Die Wanderschaft der Messen aus den Innenstädten immer weiter an die Peripherie lässt sich in Leipzig gut ablesen. Ihr Weg führte von den Messepalästen des späten 19. Jahrhunderts – wie Specks Hof oder der Reichshof, mit ihren nach 1990 teilweise vorbildlich sanierten Passagen – zur heute so genannte „Alten Messe“. Sie war seit 1913 als Technische Messe nahe dem Völkerschlachtsdenkmal entstanden und wuchs bis 1928 auf 17 Hallen und 130.000 Quadratmeter an. Als Orte der Warenschauen und von Massenveranstaltungen sind die riesigen Messegelände von Shanghai bis Chicago bis heute trotz aller virtuellen Möglichkeiten noch immer wichtige Wirtschaftsfaktoren für die jeweiligen Standorte, die in intensiver Konkurrenz untereinander stehen. Für manche einst große Messe ist die letzte Messe freilich längst gelesen. Etwa für die Cebit in Hannover. 1986 gestartet und zeitweise weltweit die größte Messe für Informationstechnologie, fiel sie 2018 dem schwindenden Interesse zum Opfer. Man mag darin eine gewisse Analogie zum Niedergang des Technik- und Wirtschaftsstandorts Deutschland erkennen. Vielleicht aber zeugt es auch nur davon, dass eine jede Messe ihre Zeit hat.

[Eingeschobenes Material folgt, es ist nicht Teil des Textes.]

PR #142, opened 2021-01-22
Add uwp packaging logic

chrisfromwork:
This review adds uwp packaging logic to the pre-existing android/ios NPM package. It contains the following:

1. Modules\@babylonjs\react-native\windows\BabylonReactNative.sln has been removed. We will plan to build static libraries for the cmake generated BabylonNative solution (ReactBabylonNative.sln). We will build the BabylonReactNative.dll when it is autolinked into a react-native-windows project. Trying to prebuild the BabylonReactNative.dll seems like it will be prone to issues if folks have mismatching versions of react-native and react-native-windows.
1. Build.ps1 has been updated to build the cmake generated solution to generate static libs compared to building BabylonReactNative.sln
1. gulp tasks have been created to build and pack uwp resources. These tasks are defined independent to any preexisting android/iOS packaging tasks
1. PackageTest has been updated to support react-native-windows. It now also consumes generated uwp NPM packages.
1. The metro-config NPM package has been added back as a dev dependency for the Playground app. It seems that without this package declaration, metro is unable to resolve exclusionList. I believe in the past I may have had stale NPM packages allowing this to still work without declaring the devDependency


Apps/Playground/package.json
```diff
@@ -18,7 +18,7 @@
     "@react-native-community/slider": "4.0.0-rc.2",
     "logkitty": "^0.7.1",
     "react": "^17.0.1",
-    "react-native": "^0.64.0-rc.0",
+    "react-native": "0.64.0-rc.0",
```
ryantrem, line 21: Why is this change needed?

Package/package.json
```diff
@@ -3,6 +3,10 @@
   "devDependencies": {
     "fancy-log": "^1.3.3",
     "gulp": "^4.0.2",
+    "gulp-rename": "2.0.0",
     "shelljs": "^0.8.4"
+  },
+  "dependencies": {
+    "@babylonjs/react-native": "file:Assembled/babylonjs-react-native-0.0.1.tgz"
```
ryantrem, line 10: Guessing this was inadvertent... revert?

ryantrem:
Regarding this comment in your PR description:

> We will build the BabylonReactNative.dll when it is autolinked into a react-native-windows project.

Autolinking makes the `BabylonReactNative.vcxproj` get referenced as a dependency by the consuming RNW app, and the associated `BabylonReactNative.dll` is built when the consuming RNW app is built, correct?

Package/gulpfile.js
```diff
@@ -93,6 +94,89 @@ const copyAndroidFiles = async () => {
...
+    .pipe(rename({ dirname: '' }))
+    .pipe(gulp.dest('Assembled/windows/libs/arm64/Release'));
+}
+
+const copyVCXProjUWPFiles = () => {
+  return gulp.src('../Modules/@babylonjs/react-native/windows/BabylonReactNative/*.*')
+    .pipe(gulp.dest('Assembled/windows/BabylonReactNative'));
+}
+
+const copyUWPFiles = gulp.series(
```
ryantrem, line 168: Could this one actually be `gulp.parallel`?

Apps/PackageTest/metro.config.js
```diff
@@ -4,13 +4,25 @@
...
+  resolver: {
+    blockList: exclusionList([
+      // This stops "react-native run-windows" from causing the metro server to crash if its already running
+      new RegExp(
+        `${path.resolve(__dirname, 'windows').replace(/[/\\]/g, '/')}.*`,
+      ),
+      // This prevents "react-native run-windows" from hitting: EBUSY: resource busy or locked, open msbuild.ProjectImports.zip
+      /.*\.ProjectImports\.zip/,
+    ]),
+  },
```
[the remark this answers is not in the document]
chrisfromwork: react-native-windows on setup overwrites this file to contain this logic, and when other custom things are in this file it doesn't seem to merge them. If there are thoughts on how things could be improved, we should relay this feedback to the react-native-windows team.

Apps/Playground/package.json
chrisfromwork: when running react-native-windows initialization, react-native-windows will prompt/force users to use newer preview releases that support whatever react-native release is in the project. I don't think we are guaranteed that react-native-windows preview releases won't contain breaking changes (I have seen breaking changes already).

What I was seeing was that react-native would get installed at 0.64.0-rc.2, forcing us to update to react-native-windows 0.64.0-preview.7 which contained breaking changes for native modules (This was all during initialization prompts compared to an action of npm package installs). I believe we can ensure things will compile if we don't auto update to newer versions of react-native/react-native-windows. I think this will probably get better when react-native-windows has a formal 0.64.0 release.

Package/gulpfile.js
chrisfromwork: yeah seems like it.

Apps/PackageTest/metro.config.js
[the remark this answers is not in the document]
ryantrem: Yea that's pretty bad. I guess their assumption is that people will diff the file and manually fix it up. One thing that would help would be to put this logic in a separate file that is bundled with RNW and import it into this file. That might be good feedback for the rnw folks.

ryantrem (approved):

PR #144, opened 2021-01-25
Add windows support to github actions (new branch)

chrisfromwork:
1. PR validation is updated to build a x64 debug flavor of UWP support
2. Package generation now builds and includes UWP BabylonNative static libs and the BabylonReactNative solution
3. Lookup logic for msbuild now looks for the command in the developer's path variable. This is needed to resolve msbuild in github actions


.github/workflows/pr.yml
```diff
@@ -40,3 +40,26 @@ jobs:
...
         run: npx gulp buildIOS
         working-directory: ./Package
+
+  build-windows:
+    runs-on: windows-latest
+    steps:
+      - name: Checkout Repo
+        uses: actions/checkout@v2.3.3
+        with:
+          submodules: 'true'
```
ryantrem, line 50: Is this `true` instead of `recursive` specifically for the ARCore dependency? Don't we have other nested submodules, like bgfx under bgfx.cmake? How does this work?

.github/workflows/pr.yml
```diff
@@ -40,3 +40,26 @@ jobs:
...
+      - name: Add msbuild to PATH
```
ryantrem, line 51: I would probably just name this "Setup MSBuild" to match the other naming.

.github/workflows/pr.yml
```diff
@@ -40,3 +40,26 @@ jobs:
...
+        uses: microsoft/setup-msbuild@v1.0.2
+      - name: Add nuget to PATH
```
ryantrem, line 53: Maybe same thing here, "Setup NuGet"

.github/workflows/publish.yml
```diff
@@ -22,6 +22,54 @@ jobs:
...
+        with:
+          name: 'Assembled'
+          path: Package/Assembled
+  build-windows:
+    runs-on: windows-latest
+    steps:
+      - name: Checkout Repo
+        uses: actions/checkout@v2.3.3
+        with:
+          submodules: 'true'
```
ryantrem, line 36: Same question as above.

.github/workflows/publish.yml
```diff
@@ -22,6 +22,54 @@ jobs:
...
+      - name: Add msbuild to PATH
+        uses: microsoft/setup-msbuild@v1.0.2
+      - name: Add nuget to PATH
+        uses: nuget/setup-nuget@v1
+        with:
+          nuget-version: '5.x'
```
ryantrem, line 42: Same comments on naming as above, though I don't feel super strongly about it, so up to you.

.github/workflows/publish.yml
```diff
@@ -22,6 +22,54 @@ jobs:
...
+      - name: NPM Install (Binary Package)
+        run: npm install
+        working-directory: ./Package
+      - name: Download Assembled Folder
+        uses: actions/download-artifact@v2
+        with:
+          name: 'Assembled'
+          path: Package/Assembled
+      - name: Display structure of downloaded Assembled folder
+        run: ls -R
```
ryantrem, line 72: Is this just for debugging?

Modules/@babylonjs/react-native/windows/scripts/PRSetup.ps1
```diff
@@ -0,0 +1,16 @@
+Import-Module $PSScriptRoot\Utils.psm1
+
+# windows build agents don't support the path lengths required for initializing arcore dependencies,
+# so we manually initialize the submodules we need here.
```
ryantrem, line 4: Ok, I think this answers my earlier question about the submodule update. Instead of having an inclusion list like this, could we have an exclusion list? That might make it easier to maintain. Seems like this is possible? https://stackoverflow.com/a/52185169/7318670

Modules/@babylonjs/react-native/windows/scripts/Setup.ps1
```diff
@@ -1,5 +1,18 @@
 Import-Module $PSScriptRoot\Utils.psm1
```
ryantrem, line 1: What is the advantage of having these separate PowerShell scripts as opposed to just having all this logic in `gulpfile.js`?

Modules/@babylonjs/react-native/windows/scripts/Utils.psm1
```diff
@@ -63,7 +69,7 @@ function Compile-Solution {
     )
 
     $MSBuild = Get-MSBuildPath
-    & "$MSBuild" /p:Configuration="$Configuration" /p:Platform="$Platform" $Solution
+    & "$MSBuild" /p:Configuration="$Configuration" /p:Platform="$Platform" /m:32 $Solution
```
ryantrem, line 72: Should this just be `/m`? My understanding is that that tells MSBuild to build in parallel, but lets it decide how much parallelism based on the number of cpu cores in the machine where it is actually building.

ryantrem: Also, within a single project, the vc++ compiler can compile c++ files in parallel with the `/MP` compiler switch. Can/do/should we use that as well?

.github/workflows/publish.yml
chrisfromwork: yeah this was just for debugging. without tokens, I haven't been able to confirm this completely works. This did reveal that all the content was copied.

.github/workflows/pr.yml
chrisfromwork: this should be handled by the powershell script as you noted later in the review

.github/workflows/publish.yml
chrisfromwork: see previous answer

Modules/@babylonjs/react-native/windows/scripts/PRSetup.ps1
chrisfromwork: updated to match suggestion

Modules/@babylonjs/react-native/windows/scripts/Setup.ps1
chrisfromwork: The only thing here currently that benefits from powershell scripts is the logic for resolving msbuild. For local developer setups where msbuild isn't added to the path variable, we download the vs installer powershell module which helps us resolve the directory to look in for msbuild. I'm not sure if something similar exists with gulp.

Modules/@babylonjs/react-native/windows/scripts/Utils.psm1
chrisfromwork: specifying processors was more confusion on my end. If msbuild can auto determine the correct number of processors, I would prefer that as well.

/MP is already set through cmake for majority if not all BabylonNative static libs. It is also set for BabylonReactNative.dll

chrisfromwork: removed the number of processors from m

Modules/@babylonjs/react-native/windows/scripts/Setup.ps1
chrisfromwork: I am going to keep some of the helper logic in the Utils.psm1 script, but i have reduced powershell usage. Setup is now conducted through gulp tasks. Only build logic is facilitated through powershell now.

Modules/@babylonjs/react-native/windows/scripts/Utils.psm1
tymlipari: FYI, you might want to consider enabling parallelism on the project level too. Looks like there's been some improvements added in Visual Studio 2019 16.3 - https://devblogs.microsoft.com/cppblog/improved-parallelism-in-msbuild/

ryantrem (approved):

Modules/@babylonjs/react-native/windows/scripts/Utils.psm1
chrisfromwork: Parallelism feels beyond the scope of this review. I've filed an issue here to track: https://github.com/BabylonJS/BabylonNative/issues/584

„Durch diese hohle Gasse müssen sie kommen“ – Hannover, Messe-Skyway (Bild: Armin Kübelbeck, CC BY-SA 3.0)
Nicht-Orte
Der Kaffee wirkt und Iris Wolff ist längst von dem Stuhl vor mir verschwunden. Also weiter im Getümmel. Neben dem Rummel um die Neuerscheinungen bietet Leipzig auch einen Blick auf den „Altbestand“, im Buchhandelsdeutsch die „Backlist“. Das nutze ich beim Reclam Verlag und stöbere mich durch das gelbe Taschenbuchparadies. Endlich finde ich ein Exemplar der Pensée von Blaise Pascal, das in Berlin nirgends vorrätig war und nur zu bestellen gewesen wäre. In Leipzig aber kann man in fast alles hineinschmöckern. Staunend wandere ich an den immensen Warteschlagen vor den Verlagen vorbei, in denen die „Young Adult Bücher“ angeboten werden. Sie sind die aktuellen Verkaufsschlager der Branche. Natürlich schaue ich auch bei „meinem“ Verlag vorbei, dem Schweizer Kampa-Verlag, plaudere kurz und freue mich klammheimlich, wie eine Leserin in einen meiner Romane hineinliest. Ach, die Todsünde der Hochmut, welch ein Glück, dass sie auf einer Messe ohne Folgen bleibt. Am Nachmittag ist das Gedränge in den Hallen noch dichter. Ich suche mir auf der Galerie der Haupthalle ein ruhigeres Plätzchen am Geländer. Von dort kann ich auf die Verleihung des Preises der Leipziger Buchmesse schauen, der in jenem Jahr an Barbi Marković für ihr Buch Minihorror verliehen wird, das im Residenz Verlag erschienen ist.
Der Ort, so belebt er ist, bietet die ideale Gelegenheit, um sich die Widersprüchlichkeit, ja recht eigentlich die Unmöglichkeit einer Messe zu vergegenwärtigen. Messen sind Orte mit gewaltigen Abmessungen, die jedoch nur für eine temporäre Nutzung vorgesehen sind. Es sind klassische „Nicht-Ort“ im Sinne Marc Augés. Ihr Sinn liegt darin, nach innen die notwendige technische Infrastruktur für (fast) alles bereitzustellen. Sie müssen als Ort ohne Eigenschaften funktionieren, um eine kleine Anleihe bei Robert Musil zu nehmen. Zugleich aber müssen sie nach außen hin eine charakteristische Marke ausbilden, sollen gebaute Identität erzeugen. Kein geringer Widerspruch. Doch „Widersprüche sind kein Zeichen der Falschheit und das Fehlen von Widersprüchen kein Zeichen der Wahrheit“, wusste bereits Pascal.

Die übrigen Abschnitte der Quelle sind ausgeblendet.